As a winter storm watch just turned into a winter storm warning... sigh.... I'd like to take the time to give a shout out to the river gods: 
Thank you, oh great gods, for blessing us with an amazingly awesome season! It's been fantastic... I've had a lot of great river days this year (never enough) and we even got out this weekend, in friggin' freezin' November, in our inadequate cold weather gear, for one more fun run down the river before the snow came.  I'm now ready to endure the winter months, shoveling and blowing snow for days on end, wearing a ten pound coat to keep the cold out, stokin' those hot coals and watchin' the white stuff fall until it melts in the spring and begs me to come back out to play.
Hope everyone else had just as awesome of a season!

Bring on the snow mutha fuckahs!!!!!!!


----------



## lmyers (Jun 10, 2008)

Cheers to that!....except the inadequate winter paddling gear, so thankful I bought a drysuit...


----------



## GratefulOne (Jun 12, 2010)

*Polar Vortexxxxx*

This season has been incredible. Met a lot of awesome paddlers! ran some really great new stretches! set some great goals for next year, and off-season. and learned a new sport, FALL BOATING!! 

In years past my season usually ended in early September or August. This year I have over 16 days since October 1 . It is so nice to be on the rivers without hustle and bustle of commercial outfitters. Just a few fellow boaters and the occasional fisherman. So peaceful. Not to mention the magic that happens when you paddle under an aspen or cottonwood, right as the wind blows, and the golden leaves fall down to the water like heavy snow. Bliss. 

I too bit the bullet ( @55% off) on a drysuit, and it has been a game changer! My stoke for kayaking and river running is as high now, as it was 7 years ago during guide training! Blessed to call the river home, and to call you brothers and sisters my family! 

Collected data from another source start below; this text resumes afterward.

PR #10618, opened 2022-11-30
feat: allow for repl history

AeroNotix:
## PR Checklist

## PR Type

- [ ] Bugfix
- [x] Feature
- [ ] Build related changes
- [ ] CI related changes

Issue Number: N/A

- [ ] Yes
- [x] No

## Other information

### DIFF
--- a/packages/core/repl/repl.ts
+++ b/packages/core/repl/repl.ts
@@ -7,16 +7,17 @@ import { ReplContext } from './repl-context';
 import { ReplLogger } from './repl-logger';
 
 export interface REPLOptions {
-  historyPath: string;
+  historyPath?: string;
 }
 
 export async function repl(
   module: Type | DynamicModule,
-  options?: REPLOptions | undefined,
+  options?: REPLOptions,
 ) {
+  const logger = new ReplLogger();
   const app = await NestFactory.createApplicationContext(module, {
     abortOnError: false,
-    logger: new ReplLogger(),
+    logger,
   });
   await app.init();
 
@@ -29,9 +30,9 @@ export async function repl(
     ignoreUndefined: true,
   });
   if (options?.historyPath) {
-    replServer.setupHistory(options.historyPath, (err: any) => {
+    replServer.setupHistory(options.historyPath, (err: Error | null) => {
       if (err) {
-        console.error({ err }, 'error setting up repl history');
+        logger.error({ err }, 'error setting up repl history');
         process.exit(1);
       }
     });
--- a/packages/core/repl/repl.ts
+++ b/packages/core/repl/repl.ts
@@ -6,7 +6,14 @@ import { REPL_INITIALIZED_MESSAGE } from './constants';
 import { ReplContext } from './repl-context';
 import { ReplLogger } from './repl-logger';
 
-export async function repl(module: Type | DynamicModule) {
+export interface REPLOptions {
+  historyPath: string;
+}
+
+export async function repl(
+  module: Type | DynamicModule,
+  options?: REPLOptions | undefined,
+) {
   const app = await NestFactory.createApplicationContext(module, {
     abortOnError: false,
     logger: new ReplLogger(),
@@ -21,6 +28,14 @@ export async function repl(module: Type | DynamicModule) {
     prompt: clc.green('> '),
     ignoreUndefined: true,
   });
+  if (options?.historyPath) {
+    replServer.setupHistory(options.historyPath, (err: any) => {
+      if (err) {
+        console.error({ err }, 'error setting up repl history');
+        process.exit(1);
+      }
+    });
+  }
   assignToObject(replServer.context, replContext.globalScope);
 
   return replServer;


AeroNotix:
how do I re-run the tests?

packages/core/repl/repl.ts
```diff
@@ -6,7 +6,14 @@ import { REPL_INITIALIZED_MESSAGE } from './constants';
 import { ReplContext } from './repl-context';
 import { ReplLogger } from './repl-logger';
 
-export async function repl(module: Type | DynamicModule) {
+export interface REPLOptions {
+  historyPath: string;
```
micalevisk, line 10: since this interface was intended for any REPL options, the `historyPath` should be optional

```
  historyPath?: string;
```

packages/core/repl/repl.ts
```diff
@@ -6,7 +6,14 @@ import { REPL_INITIALIZED_MESSAGE } from './constants';
...
+}
+
+export async function repl(
+  module: Type | DynamicModule,
+  options?: REPLOptions | undefined,
```
micalevisk, line 15:
```suggestion
  options?: REPLOptions,
```

redundant

packages/core/repl/repl.ts
```diff
@@ -21,6 +28,14 @@ export async function repl(module: Type | DynamicModule) {
     prompt: clc.green('> '),
     ignoreUndefined: true,
   });
+  if (options?.historyPath) {
+    replServer.setupHistory(options.historyPath, (err: any) => {
+      if (err) {
+        console.error({ err }, 'error setting up repl history');
```
micalevisk, line 34: instead of `console.error` we could use REPL's logger that was supplied to `NestFactory.createApplicationContext` above

packages/core/repl/repl.ts
```diff
@@ -21,6 +28,14 @@ export async function repl(module: Type | DynamicModule) {
     prompt: clc.green('> '),
     ignoreUndefined: true,
   });
+  if (options?.historyPath) {
+    replServer.setupHistory(options.historyPath, (err: any) => {
```
micalevisk, line 32:
```suggestion
    replServer.setupHistory(options.historyPath, (err: Error | null) => {
```

I guess?

image

packages/core/repl/repl.ts
```diff
@@ -21,6 +29,14 @@ export async function repl(module: Type | DynamicModule) {
     prompt: clc.green('> '),
     ignoreUndefined: true,
   });
+  if (options?.historyPath) {
+    replServer.setupHistory(options.historyPath, (err: Error | null) => {
+      if (err) {
+        logger.error({ err }, 'error setting up repl history');
```
micalevisk, line 35: Can you show us an example on which this line is being evaluated? I just want to see how the error message would look like

I guess if you supply a path that your user doesn't has write permissions, `err` won't be `null`

AeroNotix: Example:

```
	await repl(AppModule, { historyPath: '/some-file.log' }); // the root path is not writeable by my user
```

```
Error: Could not open history file.
REPL session history will not be persisted.
```

micalevisk: so that 'error setting up repl history' didn't appear?

AeroNotix: Sorry yes:

```
Error: Could not open history file.
REPL session history will not be persisted.
> [Nest] 213671  - 02/12/2022, 13:27:49   ERROR [error setting up repl history] null
```

AeroNotix: Actually this error just gets printed regardless, and the err object is null. Strange?

micalevisk: yeah, I found this pretty strange. But there's nothing we could improve I guess.

AeroNotix: Example:

```typescript
replServer.setupHistory(options.historyPath, () => {  })
```

Still prints,

```
Error: Could not open history file.
REPL session history will not be persisted.
```

In all cases, Error is `null`.

micalevisk (approved):

packages/core/repl/repl.ts
AeroNotix: FWIW, this is on node 16.15.1. I will see what it's like with node 19+.

AeroNotix: https://github.com/nodejs/node/blob/main/lib/internal/repl/history.js#L69 For the record, the repl library just slams the error into the repl. It's probably something worth improving in nodejs itself, but that's another yak for another day.

kamilmysliwiec:
> Another thing to consider is that since the repl function returns the NodeJS REPL instance, clients can do this themselves (this should be documented).

That's why we return the original REPL instance - to let developers directly interact with it, for the sake of, for example, using `setupHistory`. I don't think we should be adding this flag to the core given that this is already feasible with minimal effort & no workarounds.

now im really exited for the lifts to start spinning in Aspen/Snowmass. This cold weather and and precip should get us going! 

The cycle begins again. May Ullr Bless us in Abundance!!!! 
Happy winter! see you all on the river!


----------



## Ninja_Nico (Mar 28, 2013)

Glad to see this post. I having been thinking about this since I got off Shoshone on Saturday. Started this season on February 28 on Waterton (critical thanks to the dry suit on that one!), and stretched it out till this last weekend. Pretty content with that, and now stoked to see winter has come. Excited to have an off season, recharge, and get ready for next season.


----------



## k2andcannoli (Feb 28, 2012)

I'll be sure to post some pictures of stout winter boating out here, if y'all follow up with some of that fine Rocky Mountain winter that I miss so much.

Here's to a great season!


----------



## Caleb125 (Oct 25, 2012)

This season was epic! I just started boating last summer and only boated about 20 days. Last year I completed my goal of shoshone and then I set goals for this season. My main goal was to do dowd chute... I did that on my 9th day of the season at 7.6 ft! From there I started to really enjoy play boating and started getting better there. Then I had one day that really made me love kayaking. My friend took me to lap the birdbath drop on homestake at like 25 cfs... Looking back it was a super small and easy drop but it made me realize what I was capable of doing in my kayak. From there I went to the North Fork of the Crystal. Obviously I wasn't ready to run Cake and Icing or the Punchbowls (can't wait to go back and run them next season!) but I did do the perfect 10 waterfall (I think thats what its called). That got me really stoked. When I got back I did a bunch more class IV stuff and then got in some ELFy barrel laps. Then I got the balls to hit Barrel at around 2000 cfs during the release. Even though I swam (darn it) I was pumped cause I realized how awesome next season will be! Plus I was able to get in around 65 days on the river this season! Now im stoked for ski season and maybe Ill see some of you on new years on shoshone! 
Paddle On!


----------